Subject: re: Need sparc openboot reference (fwd)
To: Matthew Jacob <mjacob@feral.com>
From: Eduardo E. Horvath <eeh@one-o.com>
List: port-sparc
Date: 01/30/1999 18:12:35
On Sat, 30 Jan 1999, Matthew Jacob wrote:

> It's not quite the store ordering I get concerned about. It's read after
> the effect of a write. The SPARC model has always been (IIRC) that if you
> push a series of writes to non-primary memory address and then issue a
> read, the read stalls until all the writes drain. This is what always made
> SPARC slow relative to Alpha which does not ensure write completion w/o a
> memory barier instruction*. The other comet axioms also state that if you

In SPARC v9 there are three modes of operation:  Total Store Order (TSO),
Partial Store Order (PSO), and Relaxed Memory Order (RMO).  The last one
is new to v9 and is probably similar to the Alpha memory model.  Although
the CPU may well be implemented using comet axioms the architecture does
not guarantee them in RMO and all the manuals caution about the use of
memory barrier instructions.

> read uncached memory then all write buffers stall too (IIRC)- and I
> believe that sun4m broke this when reads to the VME space didn't
> cause pending writes to VME space to flush first (leading to deadlock in
> hardware).
> 
> At any rate, what do the use of ASI's do to this model? If you're using
> normal stores and normal reads, I would assume snoop lines in the h/w to
> ensure drains complete prior to allowing the read to proceed and that the
> read gets delivered all the way to the target h/w (not the store buffer).

There are two separate sets of membar instructions.  My reading is that
one set constrains the ordering to the coherence domain (physical cache),
while the other set is used to order memory operation completions or
access un-snoopable address ranges.

> I could see scenarios either way where ASI's ignore write buffer ordering
> or draining, or cause complete systemic write buffer draining (it would be 
> a hw platform implementation choice). I'm just asking whether this is
> known? I'm sure that we can find out- but this really tickles my funny
> bone about various projects in the past at Sun.
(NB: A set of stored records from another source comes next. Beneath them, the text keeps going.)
PR #1325, opened 2021-06-22
[layer] Update getTrainable with supportBackwarding

kparichay:
This patch introduces supportBackwarding.
Currently getTrainable does two jobs -
1. check if the layer is trainable
2. check if the layer can do backwarding

Now, the two is separated.
Further, the trainable property has been moved to LayerNode.

### DIFF
--- a/Applications/SimpleShot/layers/l2norm.h
+++ b/Applications/SimpleShot/layers/l2norm.h
@@ -82,12 +82,9 @@ public:
   const std::string getType() const override { return L2NormLayer::type; }
 
   /**
-   * @brief get boolean if the function is trainable
-   *
-   * @retval true trainable
-   * @retval false not trainable
+   * @copydoc bool supportBackwarding() const
    */
-  bool getTrainable() noexcept override { return false; }
+  bool supportBackwarding() const override { return false; };
 
   inline static const std::string type = "l2norm";
 };
--- a/nntrainer/compiler/ini_interpreter.cpp
+++ b/nntrainer/compiler/ini_interpreter.cpp
@@ -207,8 +207,8 @@ getMergeableGraph(std::shared_ptr<const GraphRepresentation> graph,
   // bool preload =
   //   iniparser_getboolean(ini, (sec_name + ":Preload").c_str(), true);
 
-  bool trainable =
-    iniparser_getboolean(ini, (sec_name + ":Trainable").c_str(), false);
+  const std::string &trainable =
+    iniparser_getstring(ini, (sec_name + ":Trainable").c_str(), "false");
   double scale_size =
     iniparser_getdouble(ini, (sec_name + ":ScaleSize").c_str(), 1.0);
 
@@ -217,11 +217,11 @@ getMergeableGraph(std::shared_ptr<const GraphRepresentation> graph,
     << "backbone cannot have non-positive scale_size. Current scale size: "
     << scale_size;
 
-  for (auto &layer : g) {
-    layer->getObject()->setTrainable(trainable);
-    layer->getObject()->resetDimension();
+  for (auto &lnode : g) {
+    lnode->setProperty({"trainable=" + trainable});
+    lnode->getObject()->resetDimension();
     if (scale_size != 1) {
-      layer->getObject()->scaleSize(scale_size);
+      lnode->getObject()->scaleSize(scale_size);
     }
     /** TODO #361: this needs update in model file to be of dictionary format */
     // if (preload) {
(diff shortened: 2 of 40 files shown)


nntrainer/compiler/ini_interpreter.cpp
```diff
@@ -207,8 +207,8 @@ getMergeableGraph(std::shared_ptr<const GraphRepresentation> graph,
   // bool preload =
   //   iniparser_getboolean(ini, (sec_name + ":Preload").c_str(), true);
 
-  bool trainable =
-    iniparser_getboolean(ini, (sec_name + ":Trainable").c_str(), false);
+  const std::string &trainable =
+    iniparser_getstring(ini, (sec_name + ":Trainable").c_str(), "false");
```
zhoonit, line 211: Not related to the PR but, is the default value false?

zhoonit (approved):
Nice one :)

nntrainer/compiler/ini_interpreter.cpp
kparichay: I am not sure about this either. This is our design choice.
False: this avoids user from creating extra trainable layers (i added some point, didn't want to leave it empty).
True: as this is training framework, this just sounds sensible. This also matches with each layer using `trainable=true` by default.

kparichay: I think true as default is better. what do you think?

zhoonit: I agree :) let's change this to true

kparichay: Changed to true as a new commit in this PR.

jijoongmoon: True. I guess.

Applications/SimpleShot/layers/l2norm.h
```diff
@@ -82,12 +82,9 @@ class L2NormLayer : public nntrainer::LayerV1 {
...
 
   /**
-   * @brief get boolean if the function is trainable
-   *
-   * @retval true trainable
-   * @retval false not trainable
+   * @copydoc bool supportBackwarding() const
    */
-  bool getTrainable() noexcept override { return false; }
+  bool supportBackwarding() const override { return false; };
```
jijoongmoon, line 87: The name of this is more appropriate.

nntrainer/graph/network_graph.cpp
```diff
@@ -86,7 +86,9 @@ void NetworkGraph::addLayerNode(std::shared_ptr<LayerV1> layer) {
 
 void NetworkGraph::countNonTrainableLayersAtBegin() {
   for (auto iter = cbegin(); iter != cend(); iter++) {
-    if ((*iter)->getObject()->getTrainable()) {
+    // TODO: check if getTrainable() was set and if trainable weights exist,
+    // then throw
+    if ((*iter)->getTrainable() && (*iter)->supportBackwarding()) {
```
jijoongmoon, line 91: Could you elaborate the difference between getTrainable and supportBackwarding?

nntrainer/layers/plugged_layer.h
```diff
@@ -143,14 +143,9 @@ class PluggedLayer : public nntrainer::LayerV1 {
...
-   * @copydoc Layer::setTrainable(bool train)
+   * @copydoc bool supportBackwarding() const
    */
-  void setTrainable(bool train) override { layerImpl->setTrainable(train); }
-
-  /**
-   * @copydoc Layer::getTrainable()
-   */
-  bool getTrainable() noexcept override { return layerImpl->getTrainable(); }
+  bool supportBackwarding() const override { return false; };
```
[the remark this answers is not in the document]
kparichay: you are right. Updated.

nntrainer/graph/network_graph.cpp
kparichay: getTrainable() means if the layer should be trained (user can set trainable = true/false for a layer).
supportBackwarding() means if the layer provides implementation to do backwarding (eg. input_layer does not support backwarding as calcDerivative is not implemented).

jijoongmoon: So.. for making clearer, for the Conv2D layer, supportBackwarding() is always true ( it looks more like property then ), and can be trainable true or false depending on option then. we also have training variable and weight also have trainable property. So if the layer trainable is set true, then all the trainable in weights for that layer is going to set trainable.. ?

kparichay:
I had a discussion offline with @jijoongmoon. Below is the summary:
- Trainable: Layer property which can be set by the user indicating if the layer should be trained or not
- Training (to be updated to Enum Class ExecutionMode: {Train, Inference} - maybe add eval later): the model is running for training or inference
- supportBackwarding: this is set by the layer writer - this is the guarantee given by the layer writer if the layer can backpropagate the gradients or not
- Weight::Trainable (to be updated to needs/hasGradient()): if the weight needs/has gradient or not

This will be updated to use the above nomenclature soon.

kparichay:
Updated as per described in the previous commit. Mode of executions are defined but not used. It will be used when refactoring the layers from #1328.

I think the ASIs in the UltraSPARC I and II simply override the MMU.  You
can use them to explicitly access cached physical addresses, uncached
physical addresses, or virtual addresses with interesting sideffects such
as non-faulting loads, user-level protections, or endianness inversion.  

According to the manual stores to memory regions with sideffects
(non-cacheable addresses) are strongly ordered with respect to each other
and will not be combined in the store buffer.  However, they are not well
ordered with respect to cached accesses.  I believe there are separate
store buffers for cached and sideffect stores.  

However I think the following will answer your question:

"For SPARC-V9 compatibility while in PSO or RMO mode, a MEMBAR #Lookaside
should be used between a store and a subsequent load to the same
noncacheable address."

> 
> -matt
> 
> * At Kubota a TurboChannel card was being constructed that would be a
> 100MB/s fifo graphics engine. The inability to guarantee reads not
> snooping write buffers read gave great concern- using memory barriers cut
> the 100MB/s to 25MB/s. 
> 
> 
> 

=========================================================================
Eduardo Horvath				eeh@one-o.com
	"I need to find a pithy new quote." -- me